Stored data:

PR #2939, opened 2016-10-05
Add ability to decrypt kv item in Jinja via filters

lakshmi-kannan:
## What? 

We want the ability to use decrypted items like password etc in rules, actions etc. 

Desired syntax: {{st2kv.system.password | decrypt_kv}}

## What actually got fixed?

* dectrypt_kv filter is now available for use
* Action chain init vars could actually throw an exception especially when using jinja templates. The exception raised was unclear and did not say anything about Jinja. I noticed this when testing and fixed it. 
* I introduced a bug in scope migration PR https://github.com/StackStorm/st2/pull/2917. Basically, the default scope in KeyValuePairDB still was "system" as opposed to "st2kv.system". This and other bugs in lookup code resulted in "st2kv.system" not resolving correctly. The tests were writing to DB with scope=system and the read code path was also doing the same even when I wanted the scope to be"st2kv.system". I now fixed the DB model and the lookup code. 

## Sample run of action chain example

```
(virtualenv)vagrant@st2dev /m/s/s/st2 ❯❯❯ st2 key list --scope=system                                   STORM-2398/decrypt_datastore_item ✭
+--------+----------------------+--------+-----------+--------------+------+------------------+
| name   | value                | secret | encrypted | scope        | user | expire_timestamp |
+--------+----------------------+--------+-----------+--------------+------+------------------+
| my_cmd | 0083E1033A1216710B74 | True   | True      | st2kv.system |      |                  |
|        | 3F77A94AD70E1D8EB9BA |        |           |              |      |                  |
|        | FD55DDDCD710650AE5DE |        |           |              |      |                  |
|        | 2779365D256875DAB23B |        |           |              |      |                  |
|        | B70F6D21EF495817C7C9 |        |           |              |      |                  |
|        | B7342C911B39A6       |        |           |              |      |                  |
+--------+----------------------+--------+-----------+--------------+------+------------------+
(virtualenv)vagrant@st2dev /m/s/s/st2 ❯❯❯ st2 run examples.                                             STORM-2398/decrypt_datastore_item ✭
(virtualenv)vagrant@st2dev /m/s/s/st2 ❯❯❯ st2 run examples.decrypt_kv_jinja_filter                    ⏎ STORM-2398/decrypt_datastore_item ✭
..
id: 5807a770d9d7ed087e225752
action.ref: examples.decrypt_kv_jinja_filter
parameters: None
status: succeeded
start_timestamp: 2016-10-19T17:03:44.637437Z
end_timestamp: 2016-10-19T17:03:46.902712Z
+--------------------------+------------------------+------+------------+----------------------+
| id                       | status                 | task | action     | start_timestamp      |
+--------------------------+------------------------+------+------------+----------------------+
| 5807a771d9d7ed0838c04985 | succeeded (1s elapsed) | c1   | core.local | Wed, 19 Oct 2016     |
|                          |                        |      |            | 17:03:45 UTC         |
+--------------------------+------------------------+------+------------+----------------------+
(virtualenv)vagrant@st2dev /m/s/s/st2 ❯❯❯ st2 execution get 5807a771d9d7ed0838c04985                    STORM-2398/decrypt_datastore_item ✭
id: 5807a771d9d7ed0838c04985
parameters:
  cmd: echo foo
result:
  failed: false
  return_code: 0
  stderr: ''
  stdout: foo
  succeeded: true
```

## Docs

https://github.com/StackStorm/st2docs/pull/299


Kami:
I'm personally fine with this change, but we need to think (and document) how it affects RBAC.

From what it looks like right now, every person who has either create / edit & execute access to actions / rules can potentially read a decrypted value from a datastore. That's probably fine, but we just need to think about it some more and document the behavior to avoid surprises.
---
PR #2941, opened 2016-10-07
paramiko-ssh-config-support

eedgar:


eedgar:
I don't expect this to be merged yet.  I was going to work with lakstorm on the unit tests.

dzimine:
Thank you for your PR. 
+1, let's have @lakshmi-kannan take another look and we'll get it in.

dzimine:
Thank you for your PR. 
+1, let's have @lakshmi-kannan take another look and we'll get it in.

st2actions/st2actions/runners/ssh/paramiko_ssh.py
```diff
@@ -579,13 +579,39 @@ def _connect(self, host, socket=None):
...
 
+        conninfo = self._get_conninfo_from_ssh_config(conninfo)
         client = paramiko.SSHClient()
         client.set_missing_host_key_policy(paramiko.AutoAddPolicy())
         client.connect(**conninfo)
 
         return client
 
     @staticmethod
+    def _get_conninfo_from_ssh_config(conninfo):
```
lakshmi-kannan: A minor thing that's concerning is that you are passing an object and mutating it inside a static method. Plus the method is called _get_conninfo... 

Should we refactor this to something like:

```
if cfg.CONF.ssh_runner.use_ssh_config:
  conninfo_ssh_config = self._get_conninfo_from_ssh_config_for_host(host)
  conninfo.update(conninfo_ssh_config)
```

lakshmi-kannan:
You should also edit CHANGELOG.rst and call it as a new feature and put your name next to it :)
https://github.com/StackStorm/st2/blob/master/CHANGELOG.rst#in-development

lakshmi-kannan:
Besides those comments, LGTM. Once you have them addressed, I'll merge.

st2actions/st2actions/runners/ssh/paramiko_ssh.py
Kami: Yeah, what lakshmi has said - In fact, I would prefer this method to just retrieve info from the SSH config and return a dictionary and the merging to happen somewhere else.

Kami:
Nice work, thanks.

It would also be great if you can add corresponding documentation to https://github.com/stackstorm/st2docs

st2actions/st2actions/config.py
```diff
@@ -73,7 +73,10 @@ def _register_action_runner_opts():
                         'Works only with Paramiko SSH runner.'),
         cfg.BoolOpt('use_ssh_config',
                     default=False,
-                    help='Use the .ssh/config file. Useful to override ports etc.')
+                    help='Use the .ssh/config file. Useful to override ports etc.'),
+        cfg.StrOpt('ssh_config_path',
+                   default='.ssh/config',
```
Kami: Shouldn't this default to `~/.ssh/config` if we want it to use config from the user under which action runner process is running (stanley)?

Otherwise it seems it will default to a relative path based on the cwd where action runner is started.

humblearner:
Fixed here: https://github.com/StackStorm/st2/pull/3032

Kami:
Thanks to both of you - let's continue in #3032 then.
...
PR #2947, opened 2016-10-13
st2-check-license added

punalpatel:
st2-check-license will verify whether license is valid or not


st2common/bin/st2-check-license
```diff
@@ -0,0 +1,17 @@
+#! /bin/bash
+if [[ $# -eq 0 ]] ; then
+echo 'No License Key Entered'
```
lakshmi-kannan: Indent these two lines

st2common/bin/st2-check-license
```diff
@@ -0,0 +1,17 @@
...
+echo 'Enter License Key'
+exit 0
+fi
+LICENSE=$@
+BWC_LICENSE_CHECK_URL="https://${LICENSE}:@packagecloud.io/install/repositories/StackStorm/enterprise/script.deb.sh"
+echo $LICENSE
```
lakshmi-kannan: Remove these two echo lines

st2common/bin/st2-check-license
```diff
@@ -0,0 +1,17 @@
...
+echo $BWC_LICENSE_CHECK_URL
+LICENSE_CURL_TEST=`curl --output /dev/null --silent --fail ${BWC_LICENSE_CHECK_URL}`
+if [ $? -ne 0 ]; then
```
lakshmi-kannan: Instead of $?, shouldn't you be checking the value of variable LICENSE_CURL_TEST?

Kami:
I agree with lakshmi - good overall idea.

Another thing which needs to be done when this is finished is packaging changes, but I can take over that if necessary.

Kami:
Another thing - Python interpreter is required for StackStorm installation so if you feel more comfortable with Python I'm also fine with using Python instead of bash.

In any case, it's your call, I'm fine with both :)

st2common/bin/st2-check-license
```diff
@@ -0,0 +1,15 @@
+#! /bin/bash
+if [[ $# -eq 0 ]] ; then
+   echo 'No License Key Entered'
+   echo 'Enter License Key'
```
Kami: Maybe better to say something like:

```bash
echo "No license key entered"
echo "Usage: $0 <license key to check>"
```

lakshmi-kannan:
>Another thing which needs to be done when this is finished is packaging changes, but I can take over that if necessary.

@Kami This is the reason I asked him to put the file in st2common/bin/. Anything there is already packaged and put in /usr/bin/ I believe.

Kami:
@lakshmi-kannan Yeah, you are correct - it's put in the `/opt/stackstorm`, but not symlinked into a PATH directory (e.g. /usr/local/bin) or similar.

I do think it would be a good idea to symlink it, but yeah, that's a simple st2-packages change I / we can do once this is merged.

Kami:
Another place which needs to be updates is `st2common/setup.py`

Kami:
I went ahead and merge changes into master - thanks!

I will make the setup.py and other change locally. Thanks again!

Work task: All that is wanted is a faithful reproduction of the line above with "available for use", the line with "and fixed it.", and every line in between.

Task response:
* dectrypt_kv filter is now available for use
* Action chain init vars could actually throw an exception especially when using jinja templates. The exception raised was unclear and did not say anything about Jinja. I noticed this when testing and fixed it. 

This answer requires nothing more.